Is that basically what you’re talking about? If I use hyphens I guess I won’t need to designate any kind of special characters because the word will contain them. I think this should work, but worst-case is that it won’t always work, but it shouldn’t leave any --'s or —'s floating around. But that’s what proofreaders are for.

By the way, thanks for your help, guys. I really appreciate it.

Marc_Anthony · May 6, 2008, 2:46am

Sorry if I lost you, but the find/change & break check may or may not need to run in separate passes. A suggested order of operations:

1.) Find and replace. If you’ve already gotten multiple hyphens to work, then go with that as your replacement symbol, but I’ve found a couple characters that are close lengthwise matches to the dashes; change every instance of “^=” to “¬”, and every “^_” to “°”. If this flows and breaks okay, run the remaining code, then change these symbols back, and stop here.
2.) Didn’t flow right? Test the story’s words for contains your replacement symbols and put the true’s object references into a list. This will give you their character range in the story, and allow you to track the “word” even after you change it back.
3.) Find and replace the symbols back to the original dashes. This puts you back to where you started, breaks intact.
4.) You can now iterate through your list of object references (from step 2), painting them green or some other color to differentiate that they once harbored dashes.
5.) Now run the code looking for weird line breaks.
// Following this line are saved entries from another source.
PR #246, opened 2022-11-09
Fix revng analysis crash

drblallo:
Ensures that only content that is actually inside a container is elegible to be removed


aleclearmind:
Cherry-picked on my private branch. Thanks!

I’d help you more with some code samples, but I only have access to InDesign while I’m at work, and I was too busy to devote much time to this today. : (

owebro · May 6, 2008, 10:03pm

OK, so unfortunately the replacement characters you suggested are causing the text to reflow. InDesign’s seemingly random hyphenation algorithm is frustrating sometimes.

I’m pretty sure I understand what you’re talking about with the object references in the list and keeping track of them by their range. That’s neat. Now I need to figure out how to set up the iteration to determine whether the first or second word of each item in the list breaks. That should be possible, yeah? I’ll tackle that one in the morning…time to go home now.
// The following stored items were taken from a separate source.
PR #248, opened 2022-11-22
Remove ErrorList and introduce DiffError

drblallo:


include/revng/Support/Errors.h
```diff
@@ -0,0 +1,51 @@
...
+// This file is distributed under the MIT License. See LICENSE.md for details.
+//
+
+#include "llvm/ADT/SmallVector.h"
+#include "llvm/ADT/StringRef.h"
+#include "llvm/Support/Error.h"
+
+namespace revng {
+
+class DiffError : public llvm::ErrorInfo<DiffError> {
```
aleclearmind, line 13: Move to `include/revng/TupleTree/DiffError.h`

include/revng/ADT/UpcastablePointer.h
```diff
@@ -57,7 +57,30 @@ concept NotUpcastablePointerLike = not UpcastablePointerLike<T>;
...
+                                          std::forward<ReturnT>(IfNull));
+    }
+  } else {
+    revng_abort();
+  }
+}
+
+template<typename L, UpcastablePointerLike P, size_t I = 0>
+llvm::Error upcast(P &&Upcastable, const L &Callable, llvm::Error IfNull) {
   // clang-format on
```
aleclearmind, line 84: Can we have this change in its own commit?

lib/Support/Errors.cpp
```diff
@@ -0,0 +1,46 @@
...
+  if (!Error)
+    return;
+
+  std::string S;
+  llvm::raw_string_ostream OS(S);
+  OS << Error;
+  OS.flush();
+  llvm::consumeError(std::move(Error));
+  addReason(S);
+}
```
aleclearmind, line 46: Here we're slurping *any* errors AFAIU. I think we should slurp only errors of the same type.
Otherwise this is not `DiffError` but `ErrorList` again.

aleclearmind (changes requested):

lib/Support/Errors.cpp
aleclearmind: Uhm, seems like your design is to reuse this for non-diff-related purposes.
Do you want to use it for, say, reporting validation errors of `Binary::verify`? If so, I'm fine with keeping this in `librevngSupport` but it needs to be renamed to... `StringErrorList`?

drblallo: probably jack has some opinions too about this

include/revng/TupleTree/DiffError.h
```diff
@@ -0,0 +1,162 @@
...
+    RevngErrorBase(Ids) {
+    addReason(Reason, ReasonLocation);
+  }
+
+  void addReason(llvm::StringRef NewReason, const Location &ReasonLocation) {
+    Reasons.push_back(NewReason.str());
+    Locations.push_back(std::make_unique<Location>(ReasonLocation));
+  }
+
+  void consumeAndAppend(llvm::Error Error, const Location &ReasonLocation) {
```
aleclearmind, line 139: I see no reason to eat other `llvm::Error`s, this is not a collection of `llvm::Error`s but one error with multiple reasons and locations.
If the caller wants to do this, it should be his responsibility (maybe with an helper function), but I don't see this as a feature of `RevngError`.

lib/PipelineC/PipelineC.cpp
```diff
@@ -617,6 +617,24 @@ const char *rp_manager_get_global_name(rp_manager *manager, int index) {
   return nullptr;
 }
 
+static void errorToStrings(llvm::Error Error, std::vector<rp_error> &Strings) {
+  // clang-format off
+  llvm::handleAllErrors(std::move(Error),
+    [&](const revng::DiffError &Error) {
```
aleclearmind, line 623: Why `DiffError`? We did all these tricks to be able to use a base class here, don't we?

include/revng/PipelineC/ForwardDeclarations.h
```diff
@@ -18,6 +26,6 @@ typedef const pipeline::Target rp_target;
 typedef const pipeline::TargetsList rp_targets_list;
 typedef const pipeline::Step::AnalysisValueType rp_analysis;
 typedef const pipeline::DiffMap rp_diff_map;
-typedef revng::ErrorList rp_error_list;
+typedef std::vector<rp_error> rp_error_list;
```
aleclearmind, line 29: In the [design pad](https://pad.rev.ng/vK82o4YtRXKv2A_ctMjHKg#), `rp_error_list` also exposed `getLocationTypeName` and `getErrorTypeName`. Can we do that?

include/revng/TupleTree/DiffError.h
```diff
@@ -0,0 +1,162 @@
...
+    llvm::consumeError(std::move(Error));
+    addReason(S, ReasonLocation);
+  }
+
+public:
+  // Returns the class ID for this type.
+  static const void *classID() { return &Derived::ID; }
+};
+
+class DiffError : public RevngError<DiffError, DiffLocation<model::Binary>> {
```
aleclearmind, line 156: `RevngError` deserves its own header.

include/revng/TupleTree/DiffError.h
```diff
@@ -0,0 +1,162 @@
...
+
+  [[nodiscard]] const_iterator begin() const { return Reasons.begin(); }
+
+  [[nodiscard]] const_iterator end() const { return Reasons.end(); }
+
+  size_t size() const { return Reasons.size(); }
+
+  const std::string &getMessage(size_t I) const { return Reasons[I]; }
+  std::string getLocation(size_t I) const { return Locations[I]->toString(); }
+
```
aleclearmind, line 94: Can we have the [two string discriminators](https://pad.rev.ng/vK82o4YtRXKv2A_ctMjHKg#) of the error type?
```c++
  virtual string getLocationTypeName();
  virtual string getErrorTypeName();
```

aleclearmind (changes requested):

include/revng/ADT/UpcastablePointer.h
```diff
@@ -52,27 +52,50 @@ template<typename T>
...
+                                          Callable,
+                                          std::forward<ReturnT>(IfNull));
+    }
+  } else {
+    revng_abort();
+  }
+}
+
+template<typename L, UpcastablePointerLike P, size_t I = 0>
+llvm::Error upcast(P &&Upcastable, const L &Callable, llvm::Error IfNull) {
```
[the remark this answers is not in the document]
drblallo: i don't mind but doing so will affect half of the visits of the codebase, do i do it in this mr?

include/revng/TupleTree/DiffError.h
```diff
@@ -0,0 +1,162 @@
...
+};
+
+class RevngErrorBase : public llvm::ErrorInfo<RevngErrorBase> {
+public:
+  inline static char ID = '0';
+
+  using iterator = llvm::SmallVector<std::string, 4>::iterator;
+  using const_iterator = llvm::SmallVector<std::string, 4>::const_iterator;
+
+  using IDContainer = llvm::SmallVector<const void *, 4>;
```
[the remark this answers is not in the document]
drblallo: i can't, classof returns a void*

include/revng/TupleTree/DiffError.h
```diff
@@ -0,0 +1,162 @@
...
+  [[nodiscard]] const_iterator end() const { return Reasons.end(); }
+
+  size_t size() const { return Reasons.size(); }
+
+  const std::string &getMessage(size_t I) const { return Reasons[I]; }
+  std::string getLocation(size_t I) const { return Locations[I]->toString(); }
+
+  virtual bool isA(const void *const ClassID) const {
+    return llvm::find(Ids, ClassID) != Ids.end();
+  }
```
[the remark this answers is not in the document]
drblallo: i can't do the range trick, it works only if your hierarchy is not extensible from downstream. Same issue of standard dyn_cast.

lib/PipelineC/PipelineC.cpp
drblallo: yeah, this was an example, we can handle revngErrorBase directly if that looks correct to you

aleclearmind: Yes! This kinda is point of all these castles `:)`

include/revng/TupleTree/DiffError.h
drblallo: i am fiddling with this one but there is a annoying thing. When you create a error you do `llvm::createError<ErrorType>`  which returns a llvm::Error not a ErrorType, thus it's very uncomfortable to accumulate errors, because  you can't cast a error without consuming it.

aleclearmind: I didn't express myself clearly: I don't want this method not to consume the error, I don't want this method at all `:D`

`RevngError` is not a bin of arbitrary errors, it's a single error multiple reasons and locations.
I'd like to keep this very simple and only let people add reasons and locations in a plain way, without involving any other `llvm::Error`.

drblallo: the issue is that we do need it something like this

if you have a situation like 

```cpp
llvm::Error maybeError = llvm::Error::success();

while (something())
{
  auto maybeError2 = somethingFailable();
  if (maybeError2)
    maybeError = compose(std::move(maybeError), std::move(maybeError2));

}

if (maybeError)
  return std::move(maybeError);
```

aleclearmind: You can just use a vector of reasons and create the error at the end.
Our error is not composable with other errors, it's just an error with multiple reasons.

We could force to be composable only with error with the same type, but it's just simpler to have a vector and construct the error at the end.

The way we will use this is to have some sort of diagnostics class where we accumulate problems, we won't be combining things as you're suggesting.

include/revng/TupleTree/TupleTreeDiff.h
```diff
@@ -299,10 +304,9 @@ struct llvm::yaml::MappingTraits<T> {
       IO.mapRequired("Path", SerializedPath);
       auto MaybePath = stringAsPath<Model>(SerializedPath);
       if (!MaybePath.has_value()) {
-        ::ErrorList *EL = static_cast<::ErrorList *>(IO.getContext());
+        auto *EL = static_cast<revng::DiffError *>(IO.getContext());
         std::string ErrorMessage = "Path " + SerializedPath + " is invalid";
-        EL->push_back(llvm::createStringError(llvm::inconvertibleErrorCode(),
-                                              ErrorMessage));
+        EL->addReason(ErrorMessage, revng::DiffError::LocationType(*MaybePath));
```
aleclearmind, line 309: You can't inspect `MaybePath` in an `if` where you verified that it does not have a value.

aleclearmind (changes requested):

Thanks very much for your help, Marc. Hope the weather’s OK over in Dallas. We’ve been getting soaked in Austin the past few days.

owebro · May 7, 2008, 4:52pm

Wowza, thanks for taking the time to work out that entire thing. Unfortunately I can’t follow the logic of it. My grasp of Applescript and how its code flows is pretty limited.

I do know that when I open it up and try to run it I get an error on the third line:

tell story 1 to set (the end of line 1 of (every word of every paragraph whose baseline of character -1 > baseline of character 1)) to discretionary hyphen

It says “InDesign can’t set end of line 1 of every word of every . . . to discretionary hyphen.”

I think I’ll just stick with the original with the double- and triple-hyphen as en/em replacements, which seem to be working OK for now. They seem to be maintaining the breaks. I guess because they’re hyphens? It’s funny that they apparently work better to that end than other characters of equal length. You’d think InDesign would try to avoid hyphenating words that are already hyphenated. Whatever.

Anyhow, thanks very much for your input. I wish I could understand your code, because it looks complicated and powerful, but alas, it’s Applegreek to me.